• **Record excerpts**
PR #2105, opened 2026-02-01
Add AppWindow Title Bar Customization sample

Zakariathr22:
## Description
Main changes are:
- Introduced `AppWindowTitleBarPage` showcasing customization examples.
- Updated `ControlInfo.json` accordingly.
- Implemented a lightweight `ColorSelector`control.
- Added new Sample Windows to demonstrate usage scenarios.
- Updated both `AppWindow` and `TitleBar` pages with the new enhancements.

## Motivation and Context
- Closes #2037 

## How Has This Been Tested?
Manually tested

## Screenshots (if appropriate):
image
image
image
image

## Types of changes

- [ ] Bug fix (non-breaking change which fixes an issue)
- [x] New feature (non-breaking change which adds functionality)
- [ ] Breaking change (fix or feature that would cause existing functionality to change)

PR #2227, opened 2026-09-05
Fix the AppWindow example where PreferredHeightOption was misspelled as HeightOption

YexuanXiao:
The property was misspelled when this example was added in #2105; it should be [PreferredHeightOption](https://learn.microsoft.com/en-us/windows/windows-app-sdk/api/winrt/microsoft.ui.windowing.appwindowtitlebar?view=windows-app-sdk-2.0), not HeightOption.

This issue was originally reported at https://github.com/microsoft/microsoft-ui-xaml/issues/11779.


marcelwgn (approved):
Good catch, thank you for fixing this!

• **Task description**
Each line from the one with "Manually tested" through the last line of the records above must be retyped exactly, and no other line may be given.

• **Result**
Manually tested

## Screenshots (if appropriate):
image
image
image
image

## Types of changes

- [ ] Bug fix (non-breaking change which fixes an issue)
- [x] New feature (non-breaking change which adds functionality)
- [ ] Breaking change (fix or feature that would cause existing functionality to change)

PR #2227, opened 2026-09-05
Fix the AppWindow example where PreferredHeightOption was misspelled as HeightOption

YexuanXiao:
The property was misspelled when this example was added in #2105; it should be [PreferredHeightOption](https://learn.microsoft.com/en-us/windows/windows-app-sdk/api/winrt/microsoft.ui.windowing.appwindowtitlebar?view=windows-app-sdk-2.0), not HeightOption.

This issue was originally reported at https://github.com/microsoft/microsoft-ui-xaml/issues/11779.


marcelwgn (approved):
Good catch, thank you for fixing this!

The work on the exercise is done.